Sunday, September 4, 2011

A Memorial for my Refrigerator


When she was born, I was a boy.  I walked three blocks to my neighborhood school every day to attend the sixth grade.  My teacher's name was Ms. Skaros.  The Rubik's Cube had just been invented, and the hot new teen fashion style was "preppy."  My voice hadn't broken yet.  My "girlfriend" was Anne Schultz.
"The Wall" was still hugely popular, although "That Wall" had not yet been torn down.   The military action of the day in Afghanistan involved the U.S.S.R., not the United States.  Rambo had just tasted his First Blood.  The Officer was just becoming a Gentleman.
James Rockford could have put his $0.79/lb steak in this refrigerator.  The Muppet Show could have had one of these refrigerators in their green room.  The Talking Heads hadn't started making Stop Making Sense yet.
A handful of computers existed on the "Internet," although the web was still a decade to come.  The hot new computers were from IBM and the software was from Wordstar.  Microsoft Word hadn't been invented.  Pac Man was the video game craze.  Apple's new Lisa computers were a flop.

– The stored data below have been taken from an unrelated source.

PR #891, opened 2015-07-14
Pass DocString as String

aslakhellesoy:
With this patch, `DocString` objects are now true `String` objects, and not a `Cucumber::MultilineArgument::DocString` object.

I understand that the intention with `Cucumber::MultilineArgument::DocString` is that it behaves just like a `String`, but it doesn't. For example, `expect(some_string).to eq(some_doc_string)` causes an unreadable error message with a `DocString`, but a nice one (with a diff) for a `String`.

Furthermore, `DocString` is an implementation detail of Cucumber that users shouldn't be concerned with. In DDD speak, these are two (or perhaps three) different bounded contexts: Parsing, (Execution) and user code.

A side-effect of this change is that the `content_type` attribute is no longer available. That's fine - I can't think of a reason why users would need this. The `content_type` is purely intended for tools that _render_ Gherkin, and I'm not aware of any tools using it yet.

When those tools exist, the Gherkin3 library should be used to parse the Gherkin document (without Cucumber), and the `content_type` will be available from the [Gherkin3 AST](https://github.com/cucumber/gherkin3#ast).

Finally, I removed the `doc_string` method from `World` - it's not needed, as passing a plain `String` is sufficient.

### DIFF
--- a/features/docs/defining_steps/nested_steps_with_second_arg.feature
+++ b/features/docs/defining_steps/nested_steps_with_second_arg.feature
@@ -34,7 +34,7 @@ Feature: Nested Steps with either table or doc string
 
       """
 
-  Scenario: Use #step with docstring
+  Scenario: Use #step with Doc String
     Given a step definition that looks like this:
       """ruby
       Given /two turtles/ do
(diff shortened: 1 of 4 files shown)


mattwynne:
Better to deprecate the method rather than remove it so we can release this soon.

I'm curious what motivated you to do this?

aslakhellesoy:
Ok, leave the `doc_string` method in if you think it'll bite people.

I was working on gherkin-lint, and wasn't happy with the feedback from Cucumber.

aslakhellesoy:
@mattwynne I've kept the `doc_string` method and deprecated it. Any objections if I merge this to master?

Issue #882, opened 2015-07-02
Rerun Failing Tests


mattwynne:
e.g. http://maven.apache.org/surefire/maven-surefire-plugin/examples/rerun-failing-tests.html

danascheider:
Anybody working on this?

richarda:
I started, but unfortunately I haven't been able to make time for it
recently. I'd be happy if someone else did, but if not, I'll check in next
week.

danascheider:
I think I can work on this. I'll take a look at your PR, @richarda, and go from there.

danascheider:
BTW, if anybody has any ideas on how to simulate a flaky test in the features, I'd be glad to hear them. It's trivial to make the feature under test fail or pass at random, but I'm still working out how to make it fail, then pass, as needed for the test. @richarda, I'm using pretty much your same feature file at this point. Any thoughts?

mattwynne:
You could use a global variable in the step def, a bit like we do here: https://github.com/cucumber/cucumber-ruby/blob/master/features/docs/cli/randomize.feature

danascheider:
Thanks, @mattwynne, I'll go ahead and do it that way.

danascheider:
Any objections to my implementing this as a formatter?

brasmusson:
I think the event-API should be used (which @mattwynne change the fail-fast formatter to use https://github.com/cucumber/cucumber-ruby/commit/a2968211bfe13e29e771ac15d4ac454dcbbe5a61, #903). It is intended both for internal clients and external clients like user defined filters. Today filters generally live in [Cucumber::Filters](https://github.com/cucumber/cucumber-ruby/tree/master/lib/cucumber/filters), maybe we should create Cucumber::Listeners as a  home for event listeners?

mattwynne:
A simplistic solution would be to make this both a filter and an event listener - listen for failed test cases, them pump them back through the filter API for re-evaluation.

Where this falls down is that, presumably, we'll want to be able to report a test-case as passed if it's passed within the specified number of re-runs. To do that we'd need to reach deeper into things. I think this might need changes within the core to do it properly.

mattwynne:
@danascheider I think the place to start is with a failing feature anyway.

mattwynne:
> On 28 Sep 2015, at 07:47, Björn Rasmusson <notifications@github.com> wrote:
> maybe we should create Cucumber::Listeners as a home for event listeners?
> 
[...]

PR #895, opened 2015-07-17
add an initial feature for rerunning failing tests

richarda:
I'm taking a crack at implementing #882 with the outline/example from [Maven reruns](http://maven.apache.org/surefire/maven-surefire-plugin/examples/rerun-failing-tests.html)

I thought that one particular example would be that you could get a pass out of this, but you should still see the error information.

I like the idea as a way to help get through a tough spot, but living with flaky tests should hurt a little bit :smile: 

I would love to get to adding some code if this is close to what people were looking for out of this enhancement.

What do you think @mattwynne ?

### DIFF
--- a/features/docs/cli/rerun_failing_tests.feature
+++ b/features/docs/cli/rerun_failing_tests.feature
@@ -1,0 +1,71 @@
+Feature:
+  Rerun gives you a way to get through flaky tests usually pass after a few runs.
+  This gives a development team a way forward other than disabling a valuable test.
+  
+  - Specify max rerun count in option
+  - Output information to the screen
+  - Output rerun information in test report
+  
+  Questions:
+  use a tag for flaky tests?  Global option to rerun any test that fails?
+  
+  Background:
+    Given a flaky step definition
+  
+  Scenario: run a flaky test
+    Given a file named "features/fail.feature" with:
+      """
+      Feature: Fails
+
+        Scenario: flaky test
+          Given a flaky step
+
+      """
+    When I run `cucumber features -q`
+    Then it should fail with:
+      """
+      Feature: Fails
+      
+        Scenario: flaky test
+          Given a flaky step
+             (RuntimeError)
+            ./features/step_definitions/steps.rb:4:in `flaky_pass'
+            ./features/step_definitions/steps.rb:1:in `/^a flaky step$/'
+            features/fail.feature:4:in `Given a flaky step'
+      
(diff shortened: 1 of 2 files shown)


features/docs/cli/rerun_failing_tests.feature
```diff
@@ -0,0 +1,71 @@
...
+        Scenario: flaky test
+          Given a flaky step
+
+      """
+    When I run `cucumber features --rerun_flakes=1 -q`
+    Then it should pass with:
+      """
+      Feature: Fails
+      
+        Scenario: flaky test
```
richarda: maybe a `@flaky` tag here?

features/docs/cli/rerun_failing_tests.feature
```diff
@@ -0,0 +1,71 @@
...
+
+        Scenario: flaky test
+          Given a flaky step
+
+      """
+    When I run `cucumber features --rerun_flakes=1 -q`
+    Then it should pass with:
+      """
+      Feature: Fails
+
```
richarda: maybe a `@flaky` tag here?

mattwynne:
Suggest we call it retry rather than rerun since rerun already has a meaning in our domain (the rerun formatter)

features/docs/cli/rerun_failing_tests.feature
```diff
@@ -0,0 +1,71 @@
+Feature:
+  Rerun gives you a way to get through flaky tests usually pass after a few runs.
+  This gives a development team a way forward other than disabling a valuable test.
+  
+  - Specify max rerun count in option
+  - Output information to the screen
+  - Output rerun information in test report
+  
+  Questions:
+  use a tag for flaky tests?  Global option to rerun any test that fails?
```
mattwynne: If we're going to reproduce the Maven behaviour (which is what I suggest we start with) then we should just have a global option.

mattwynne:
One concern I have for you with this is that there may be some yak-shaving to do in order to meddle around with how the summary results like `(1 passed, 1 flake)` are printed. Currently that code is pretty ugly and old, and has almost reached the top of my refactoring list. It might be sensible to do that first on master. But you could get on with figuring out how to do the retries, in any case.

richarda:
Thanks @mattwynne I'll take a look.  I won't spend much time on the output here, but the global option to run with retries for any failures makes sense.

mattwynne:
Superseded by #920

PR #896, opened 2015-07-24
Moved simplecov_setup into lib folder

tboerger:
As simplecov_setup is a runtime dependency of the cucumber bin script it
should not be placed into spec/ folder as there should be only test
parts be placed. The old code bites us at SUSE as all tests are split
into a testsuite package which results in a currently broken cucumber.


darix:
related to the discussion in https://github.com/cucumber/cucumber-ruby/commit/4b8343ab3d47c6f6a17faaf82a0b4fd30bb3f4ac

tboerger:
Build failed just because of coveralls API error.

mattwynne:
Thanks!

PR #900, opened 2015-08-05
Backport a version of Ruby > 2 Hash method

tooky:
This gives us way to use `Hash(object)` in cucumber including ruby 1.9.

I'm not sure if its a good idea to add this directly to Kernel though? There's a risk someone could use it in their app unknowingly and have passing tests but fail in production when cucumber is not required?

We could instead add an explicit `Cucumber::Hash` method to isolate this change against that?

### DIFF
--- a/lib/cucumber.rb
+++ b/lib/cucumber.rb
@@ -26,5 +26,18 @@ module Cucumber
       called_by = caller[1]
       warn("Deprecated: #{class_name}##{method} #{message}. Caller: #{called_by}")
     end
+
+    if Cucumber::RUBY_1_9
+      # Backported from Ruby 2.0 to 1.9
+      def Hash(other)
+        return {} if other.nil? || other == []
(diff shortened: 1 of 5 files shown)


mattwynne:
I agree with your concern @tooky - I think we should have a "no monkey patches" policy for any new code. Let's namespace it as you suggest.

mattwynne:
Do we still need this?

brasmusson:
To change back from `Hash.try_convert()` to `Hash()` as discussed in https://github.com/cucumber/cucumber-ruby/commit/4e51bafa7a405421acb0145e5223f770b36505c6, I think we need this.

tooky:
I'll do the namespace tonight and remove Hash.try_convert()

mattwynne:
How did that go?

brasmusson:
Hard to say, to get a proper Travis build https://github.com/cucumber/cucumber-ruby/commit/e567305ea75095fc5ec230257bc7cd33c79f58c2 need to be included - for instance by rebasing the pull request branch.

Issue #1240, opened 2017-12-12
Error when html formatter tries to render error


fschwahn:
## Summary

When `Cucumber::Formatter::Html` tries to render an error where `snippet_for` goes to the `else`-branch (line 581)
https://github.com/cucumber/cucumber-ruby/blob/84bc859a62220290383a0a8c80ebf6820a426b4c/lib/cucumber/formatter/html.rb#L575-L583

it returns a frozen string (because of `frozen_string_literal: true`). When the syntax gem is not installed, modifying the frozen string in the `snippet`-method (line 571) raises an error (`can't modify frozen String`).
https://github.com/cucumber/cucumber-ruby/blob/84bc859a62220290383a0a8c80ebf6820a426b4c/lib/cucumber/formatter/html.rb#L568-L573

## Possible Solution

Either `highlighted += "..."` to copy the frozen string instead of mutating it, or `[String.new("# Couldn't get snippet for #{error_line}"), 1]` in `snippet_for` to create a mutable string from the start.

I would have submitted a PR, but couldn't find an easy way to add a regression spec for this.

## Steps to Reproduce (for bugs)

This is hard to reproduce, because I'm not sure how to reliably trigger the `else`-branch in `snippet_for`. It happened on our CI, as well as locally, and was connected with timeouts from `poltergeist`-gem.

## Your Environment

* Version used: 3.1.0 (but every version with frozen_string_literals: true is affected)

fschwahn:
This is still relevant.

sciros:
I see it consistently when hitting a particular kind of error with Watir, usually when an element is not clickable at (x,y) because of an unexpected modal dialog or some-such.
I've been able to replicate it by simply adding 
`raise(Selenium::WebDriver::Error::UnknownError.new('something something')`
into a step definition.

newtewt:
I'm am seeing it consistently as well when the button is visible but not enabled. I see the error below then the can't modify frozen string. Causes my subsequent tests to fail. Installing syntax gem is a work around to fix the error. 

Stack trace showing 
`~/.rvm/gems/ruby-2.4.1/gems/cucumber-3.1.0/lib/cucumber/formatter/html.rb:571:in 'snippet'`

`element present, but timed out after 30 seconds, waiting for #<Watir::Button: located: true; {:class=>"qa-forward-stepper", :tag_name=>"button"}> to be enabled (Watir::Exception::ObjectDisabledException)`

xtrasimplicity:
[...]

PR #1287, opened 2018-03-30
Improve HTML formatting when `frozen_string_literal` is enabled and the `Syntax` gem is not installed.

xtrasimplicity:
## Summary 
_This has been copied directly from [the original issue](https://github.com/cucumber/cucumber-ruby/issues/1240)._

When `Cucumber::Formatter::Html` tries to render an error where `snippet_for` goes to the `else`-branch (line 581)
https://github.com/cucumber/cucumber-ruby/blob/84bc859a62220290383a0a8c80ebf6820a426b4c/lib/cucumber/formatter/html.rb#L575-L583

it returns a frozen string (because of `frozen_string_literal: true`). When the syntax gem is not installed, modifying the frozen string in the `snippet`-method (line 571) raises an error (`can't modify frozen String`).
https://github.com/cucumber/cucumber-ruby/blob/84bc859a62220290383a0a8c80ebf6820a426b4c/lib/cucumber/formatter/html.rb#L568-L573

## Details

To resolve this, I simply created a new string from the original one, rather than mutating the frozen string.

## Motivation and Context
When the `@@converter` class variable (under `Cucumber::Formatter::Html::SnippetExtractor`) is assigned an instance of `Cucumber::Formatter::Html::SnippetExtractor::NullConverter` (or more simply, when the `Syntax` gem is not installed), and `frozen_string_literal` is enabled, `Cucumber::Formatter::Html::SnippetExtractor#snippet` raises an error when the `gem install syntax to get syntax highlighting` comment is appended to the error message.

This issue is thoroughly defined in issue #1240.

## How Has This Been Tested?
I've added a Spec to `spec/cucumber/formatter/html_spec.rb`, to test `Cucumber::Formatter::Html::SnippetExtractor#snippet`

## Types of changes

## Checklist:

---
This change is [Reviewable](https://reviewable.io/reviews/cucumber/cucumber-ruby/1287)

### DIFF
--- a/lib/cucumber/formatter/html.rb
+++ b/lib/cucumber/formatter/html.rb
@@ -566,10 +566,7 @@ module Cucumber
           raw_code, line = snippet_for(error[0])
           highlighted = @@converter.convert(raw_code, false)
 
-          if @@converter.is_a? NullConverter
-            highlighted = String.new(highlighted) if highlighted.frozen? # Ensure that a "can't modify frozen String" RuntimeError isn't raised when frozen_string_literal is enabled.
-            highlighted << "\n<span class=\"comment\"># gem install syntax to get syntax highlighting</span>"
-          end
+          highlighted += "\n<span class=\"comment\"># gem install syntax to get syntax highlighting</span>" if @@converter.is_a? NullConverter
 
           post_process(highlighted, line)
         end
--- a/lib/cucumber/formatter/html.rb
+++ b/lib/cucumber/formatter/html.rb
@@ -565,7 +565,12 @@ module Cucumber
         def snippet(error)
           raw_code, line = snippet_for(error[0])
           highlighted = @@converter.convert(raw_code, false)
-          highlighted << "\n<span class=\"comment\"># gem install syntax to get syntax highlighting</span>" if @@converter.is_a?(NullConverter)
+
+          if @@converter.is_a? NullConverter
+            highlighted = String.new(highlighted) # Ensure that a "can't modify frozen String" RuntimeError isn't raised when frozen_string_literal is enabled.
+            highlighted << "\n<span class=\"comment\"># gem install syntax to get syntax highlighting</span>"
+          end
+
           post_process(highlighted, line)
         end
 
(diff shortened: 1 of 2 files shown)


olleolleolle:
This is a helpful bugfix.

lib/cucumber/formatter/html.rb
```diff
@@ -565,7 +565,9 @@ class NullConverter; def convert(code, _pre); code; end; end #:nodoc:
         def snippet(error)
           raw_code, line = snippet_for(error[0])
           highlighted = @@converter.convert(raw_code, false)
-          highlighted << "\n<span class=\"comment\"># gem install syntax to get syntax highlighting</span>" if @@converter.is_a?(NullConverter)
+
+          highlighted += "\n<span class=\"comment\"># gem install syntax to get syntax highlighting</span>" if @@converter.is_a? NullConverter
```
olleolleolle: Question: Can change be made smaller by not changing the use of parentheses? Does that change anything in warnings output or otherwise?

spec/cucumber/formatter/html_spec.rb
```diff
@@ -567,5 +567,24 @@ module Formatter
...
+        let(:instance) { Html::SnippetExtractor.new }
+
+        context 'when the error string is frozen' do
+          before { Html::SnippetExtractor.class_variable_set(:@@converter, Html::SnippetExtractor::NullConverter.new) }
+
+          context 'the error line doesnt end with a colon and a line number' do
+            let(:error_line) { 'path/to/file'.freeze }
+            let(:error) { [error_line, nil] }
+
+            it do
```
olleolleolle: Perhaps this `it` could be described, so that a rspec output using “-f documentation” has more complete sentences?

xtrasimplicity: Yep, I'll flesh this out. Thanks!

lib/cucumber/formatter/html.rb
xtrasimplicity: Yep - I'll do this, too. It has no impact on anything at all. :)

The big Packer's "B" was Bart, not Brett.  The Milwaukee Brewers took their only trip to the World Series.
Pioneer 11 had encountered Saturn three years before, paving the way for Voyager 2's first real close-up and color pictures of this ringed planet and its moons.  The controversy over how fast our universe was flying apart was starting to rage.
This is the world my refrigerator was born to in the year 1982.  Someone else purchased this refrigerator then to keep their vittles cold, and I inherited it.  Now it is time to move on to a more efficient and useful one.  May she rest in pieces at the landfill.